FXコラム

米国財務省から為替操作国のリストにいれられてしまった日本

2016/08/09

4月28日、日銀が追加緩和を見送り現状維持としたことで株も為替も暴落し、特に為替は翌日の昭和の日の休みに底なし沼のような下落を示現してしまいました。

その暴落とちょうど時を同じくするように米国財務省が日本を含む五カ国を為替操作の疑惑のある国として監視リストに入れたことを発表し、市場ではこの内容に注目が集まりつつあります。
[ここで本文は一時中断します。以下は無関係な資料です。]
PR #6048, opened 2020-06-17
Fix #6047: DatePicker round stepMinute correctly

### LINKED ISSUE #6047: DatePicker: stepMinute=15 incorrect behavior
**Description**
I have a field which is DatePicker with `stepMinute = 15`. The problem is the minutes start not from zero but from some random number (probably from the current time). So increasing or decreasing minutes make those steps like `11, 26, 41, 56`. But the way I'd like and how I think it should work is to start from `00` and then increase to `15, 30, 45`. I think the initial value must be somewhere to the closest interval (eg. if now is `14:35` then it must be `14:30`).

StepMinute should round to the closest minute interval.

Similar issue was reported to PrimeVue: https://github.com/primefaces/primevue/issues/115

**Reproducer:**
[pf-stepMinute.zip](https://github.com/primefaces/primefaces/files/4794268/pf-stepMinute.zip)

**Example XHTML**
```xml
<h:form id="frmTest">
    <p:datePicker id="dpStep" 
				value="#{testView.timestamp}" 
				showTime="true" 
				hourFormat="12"
				stepMinute="15" 
				pattern="MM/dd/yyyy HH:mm" 
				required="true">
	</p:datePicker>
</h:form>
```

**Example Bean**
```java
import java.io.Serializable;
import javax.inject.Named;
import java.time.*;

@Named
@ViewScoped
    
    private LocalDateTime timestamp;
    
    @PostConstruct  
    public void init() {
       
    }

    public LocalDateTime getTimestamp() {
        return timestamp;
    }

    public void setTimestamp(LocalDateTime timestamp) {
        this.timestamp = timestamp;
    }    
}
```

melloware:


tandraschko:
+1 if well tested

melloware:
We discovered this because we had a client requirement and we are already using this fix in the app so I have tested it pretty good.

I did just have to make a fix because our Tester realized you could still type in the Input Text an invalid minute like 17 so this fixes that as well.

melloware:
Our team is still testing today.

今回為替操作の監視対象として米財務省がリストアップしたのは、日本のほか中国、韓国、台湾、ドイツの五カ国でとりあえず為替操作国と認定されたわけではありませんが、その疑惑の
ある監視対象国ととして正式に槍玉に上げられたことになります。

■日銀はこの内容を事前に知っていた?

ここで注目されるのがこの微妙なタイミングでの発表です。経済政策については事細かに米国に事前打診を行い緊密な外交関係のある日米では、こうした内容が公表される前に当然、日本の金融当局にも事前連絡があるはずで、日銀はそれを知っていてあえて追加緩和を見送った
のではないかという推測がなりたちます。

事前に3円近く買い上げられてしまったドル円や1万7500円にまで期待から押し上げられた日経平均が、日銀の現状維持で大きく下落することぐらいは十分にわかっていたにも関わらず、
ゼロ回答で望んだわけですから、こうした事情が裏にあって、余分な円安誘導とされないためにも、あえて緩和を見送ったとの見方をすることができるわけです。
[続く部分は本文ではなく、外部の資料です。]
Issue #5755, opened 2020-04-01
Tree: Tree loads the tree model from bean again for each TreeNode


yennor:
## 1) Environment
- PrimeFaces version: 8

## 2) Expected behavior
Tree component should load the tree model from bean only once for each update (render) of the tree component.

## 3) Actual behavior
It seems to load it as many times as there are treenodes in the treemodel.
This can lead to significant higher load times, especially if in some calculations are made in the getter (e.g. Because the data shown in the tree component depend on an other component)

## 4) Steps to reproduce
see
https://github.com/yennor/primefaces-test/tree/tree-value

tandraschko:
please give a bit better description; What is loaded as many times? Which method exactly?

yennor:
sorry, I'm tired. anyway:
`<tree value="{#view.treeRoot}"`

In getTreeRoot() you get the root node with all the other nodes attached.
For every node attached getTreeRoot() gets called again.
In the git repository referenced you can see it nicely, even with counter.

melloware:
@yennor yes this is how JSF works.

Which is why if you look at this page on performance: https://primefaces.github.io/primefaces/8_0/#/core/performance

> Try to avoid logic in getters because they can be called multiple times - especially for the rendered attribute!

You should create your treeRoot model once and then in the getter just return the instance of it don't perform any logic or do it like this...

```java
public TreeNode getTreeRoot() {
    if (treeRoot == null) {
        treeRoot = initiializeTreeRoot();
   }
   return treeRoot;
}
```

it should not be impacting your performance at all if there is no logic in the getter.  You can call a getter 1000 times in a loop if it only returns and instance and Java will do that in milliseconds.

yennor:
ok. But it still doesn't make any sense.
I've just tried it out with the datatable. Even when the datatable has got 50 rows. It doesn't call the getter for the row list 50 times. Only two times.
When the tree component got 50 nodes, it calls the getter for the root node 50 times...
Which just doesn't make any sense. It already got all of the nodes with the first call, it doesn't need to call for each subnode again.

Yes, I can change the logic and create the nodes in the setter of the data the tree component depends on or implement an extra listener. But you won't change my opinion in that that was implemented in a sane way ;-).

melloware:
Well whether it’s implemented incorrectly or not is neither here nor there. You violated one of Joshua Bloch’s cardinal rules of never put logic in setters or getters. Use them as accessors only.  

[...]

PR #6051, opened 2020-06-17
Fix #6050 - TreeTable: ajax events not fired from column facets

### LINKED ISSUE #6050: TreeTable: ajax events not fired from column facets
**Describe the defect**
Ajax events are not fired from column facets, as a consequence listeners are not called.

**Environment:**
 - PF Version: 9.0-SNAPSHOT
 - JSF + version: Mojarra 2.3.2
 - Affected browsers:  ALL

**Expected behavior**
Listeners should be called

**Example XHTML**
```html
<h:form id="frmTest">
   <p:treeTable value="#{ttBasicView.root}" var="document">
      <p:column headerText="Name" filterBy="#{document.name}">
         <f:facet name="filter">
            <p:selectOneMenu value="#{selectOneMenuView.option}" >
               <p:ajax event="itemSelect" listener="#{ttBasicView.dummyAction}" />
               <f:selectItem itemLabel="Select One" itemValue="" />
               <f:selectItems value="#{selectOneMenuView.options}" />
            </p:selectOneMenu>
         </f:facet>
         <h:outputText value="#{document.name}" />
      </p:column>
   </p:treeTable>
</h:form>
```

**Example Bean**
```java
@Named("ttBasicView")
@ViewScoped
public class BasicView implements Serializable {

    // showcase bean

    public void dummyAction() {
        System.out.println("I was called");
    }
}
```

Rapster:
Let me know what you think. I could have reused `visitFacets` but the impl is slightly different from what I read in DataTable (e.g setRowKey call). By the way, do we need to call setRowKey while it's been previously called in UITree#visitTree l.812? This method is very consuming at it saves/restore state of the component (recursive call) so if we could get rid of that call that would be a good improvement

### DIFF
--- a/src/main/java/org/primefaces/component/api/UITree.java
+++ b/src/main/java/org/primefaces/component/api/UITree.java
@@ -39,6 +39,8 @@ import javax.faces.component.visit.VisitResult;
 import javax.faces.context.FacesContext;
 import javax.faces.event.*;
 
+import org.primefaces.component.column.Column;
+import org.primefaces.component.columngroup.ColumnGroup;
 import org.primefaces.component.columns.Columns;
 import org.primefaces.component.tree.UITreeNode;
 import org.primefaces.model.CheckboxTreeNode;
@@ -1007,6 +1009,9 @@ public abstract class UITree extends UIComponentBase implements NamingContainer 
                         }
                     }
                 }
+                else if (child instanceof ColumnGroup) {
+                    visitColumnGroup(context, callback, (ColumnGroup) child);
+                }
             }
         }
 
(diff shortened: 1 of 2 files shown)


melloware:
I know @tandraschko did some performance improvements to Tree maybe you can do something similar here to reduce the calls: https://github.com/primefaces/primefaces/issues/5755

tandraschko:
will try to review next week

Rapster:
Quick question: on a general note, when state shoud be saved and restored?

melloware:
> Quick question: on a general note, when state shoud be saved and restored?

I don't know the answer to this one...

恐らくこうした姿勢は伊勢志摩サミットまでは継続せざるをえないはずで、もはやどれだけ相場が下落しても介入を口にすることすらできなくなってしまったという見方も強まりつつあります。

■財務省も日銀も国債金利上昇のほうを恐れている

財務省出身で日銀に送り込まれてきている黒田氏はかなり財務省とシンクロしながら政策を打ち出していることがわかりますが、安倍政権がとにかく参議院選挙に勝利するためになんでも
ありの状態に突入しようとしています。

しかし大型財政出動に消費増税延期を次々に繰り出した場合には、日本の格付けが下落する可能性もあり金利が上昇する動きになることはほぼ間違いなくなります。
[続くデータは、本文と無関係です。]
PR #6054, opened 2020-06-18
Fix #6053: Switch client cookies to HTML Local Storage

### LINKED ISSUE #6053: Storage: Switch from cookies to HTML5 local storage
**Description**
Based on a conversation with @GedMarc cookies were used for storing client side state because legacy browers like IE7 could only support cookies.  

Now that PF supports IE11 and higher we should switch client cookie usage for HTML5 LocalStorage which has the same lifespan as a cookie does but allows for more than 4KB of values and is the proper way to handle this type of behavior today.

**Additional context**
https://developer.mozilla.org/en-US/docs/Web/API/Window/localStorage

melloware:
- Tested and works perfectly
- Solves any future cookie security issues by not using cookies

@blutorange @ravihariharan


GedMarc:
datatables :)

melloware:
@GedMarc I found every reference to these PrimeFaces.getCookie() etc methods and only PlainMenu, PanelMenu, and Carousel came up in my search.  Does Datatable also use cookies?

tandraschko:
What about PrimeFaces.download Cookie? It was used on the clientside as well

melloware:
Yep let me look at the download cookie i see it now.

melloware:
Had to restore cookie methods to support file download.  As far as I can tell its the only place in all of PF now using cookies.

tandraschko:
TBH i would remove our setStore etc. wrappers
we would need to call them setLocalStore as we soon need sessionStorage for ClientWindow.

melloware:
I like that. let me make that change.

GedMarc:
ahh not for data tables 1.10 and up - i'm out of date 
https://datatables.net/forums/discussion/26654/prevent-datatables-from-creating-cookies

tandraschko:
we dont use "datatables" - we have own script

@melloware 
we probably need to add the contextPath somehow
the storage shares between domains

melloware:
@tandraschko I am confused i thought local storage was domain based already: https://jcubic.wordpress.com/2014/06/20/cross-domain-localstorage/

So are we saying we do NOT want it domain based?

GedMarc:
oo, ok so i understand as 

* localstorage is a perm store, cookies can be a perm store
* cookies can have expiry, localstorage requires manual expiry 

localstorage is for state (client side), cookies are for server-side identifiers, usually only identity

localstorage domains are separated by sub domain

it's about what data is required on the server and what isn't :) sessionstorage comes into play when doing 2-phase authentication, perm logins, long lasting tokens etc that you want killed on tabclose, client side ViewScope data as it were

change of behavior will be experienced when the cookie default expiry would clear the data, now the data will persist until cleared

tandraschko:
@melloware domains are ok
but look how stateKeys are are generated
`this.stateKey = 'carousel-' + this.id;`

this misses the viewId + contextPath

currently the state could unintentionally shared between views and even between webapps inside the same domain

melloware:
AHH ok so right you are saying if someone had a carousel on 2 different pages and both were called `id="carouselTest"` it would share that config.  So by adding viewId and context it makes it unique per page per site.  I understand now.  Let me work on that.

melloware:
OK I am seeing something really strange even on the showcase and I tested my production apps as well.  I see this code in HeadRenderer:
```java
        writer.write("if(window.PrimeFaces){");
        writer.write("PrimeFaces.settings.locale='" + LocaleUtils.getCurrentLocale(context) + "';");
        writer.write("PrimeFaces.settings.viewId='" + context.getViewRoot().getViewId() + "';");
        writer.write("PrimeFaces.settings.contextPath='" + context.getExternalContext().getRequestContextPath() + "';");
```

However in my UI when I look at page source the values for viewId and context are never there...only the locale is coming through?
```javascript
--
if(pf){pf.settings.locale='en';pf.settings.validateEmptyFields=true;pf.settings.considerEmptyStringNull=true;};
```

melloware:
OK its MOVE_SCRIPTS_TO_BOTTOM. When I turn it off I get the full values.
```javascript
if(window.PrimeFaces){PrimeFaces.settings.locale='en';PrimeFaces.settings.viewId='/index.xhtml';PrimeFaces.settings.contextPath='/showcase';PrimeFaces.settings.validateEmptyFields=true;PrimeFaces.settings.considerEmptyStringNull=true;}
```

tandraschko:
weird
would be great if you can check it.

melloware:
@tandraschko I am an idiot. You just added those in 9.0 and I am testing with 8.0 and showcase is on 8.0 so of course those props are not there!  I had just assumed they had been there forever.  OK now I can fix this ticket.

melloware:
OK updated and now it generates a unique key like this:
```
carousel-form:j_idt729-ui-data-carousel.xhtml-showcase
```
Component + ID + View + ContextPath

tandraschko:
i would change it:
context - view - component - id

melloware:
OK i switched it to your order.

tandraschko:
i thought about it and i think we should switch a bit:
context - view - id - key (instead of component; i think some components could store different stuff under different keys)

melloware:
@tandraschko Good idea I will fix...

tandraschko:
perfect
last cosmetics: could we switch the id and key method param? id is important, key probably optional

tandraschko:
Great PR, thank you!

tandraschko:
do you know whats wrong with the travis build?

melloware:
Hmm looking at it is just saying it failed the JSDOC step parsing core.js but it doesn't say what is failing.

melloware:
nevermind I see it.  Will fix.

schaeferm:
Hi there. I really like the idea of this fix. However I noticed that this is a big change from the stateful cookie based implementation. With the old implementation one could create menus with shared state across multiple pages. This is no longer possible and now possibly messes with many main menus. Can you please implement a parameter that allows for the old global state saving instead of the new view based one?

tandraschko:
sounds weird
localStorage is shared between all pages in the same application?

schaeferm:
But the generated keys are per page and so the menu now saves the state per page.

melloware:
@schaeferm is correct we use the view based ID so each page gets a unique local storage.  We would need a new option for Menu to be global which would generate its key not using the ViewId.

melloware:
@schaeferm can you please open a new ticket.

そういう意味では日銀は簡単に政権の選挙対策などには同調できないと考えるのも無理はないとの見方もできるわけです。

もともと日銀の金融緩和は2%の名目物価の上昇を大義名分として行われていますが、実態は
国債金利をとにかく低利に抑え国の財政を破綻させないことにありますから、いざとなれば株価も為替も彼らには関係ないというのが本来のスタンスといえます。

このあたりが、政権と日銀が必ずしも一枚岩でないことを示唆する状況として見え隠れしはじめている状況でもあるのです。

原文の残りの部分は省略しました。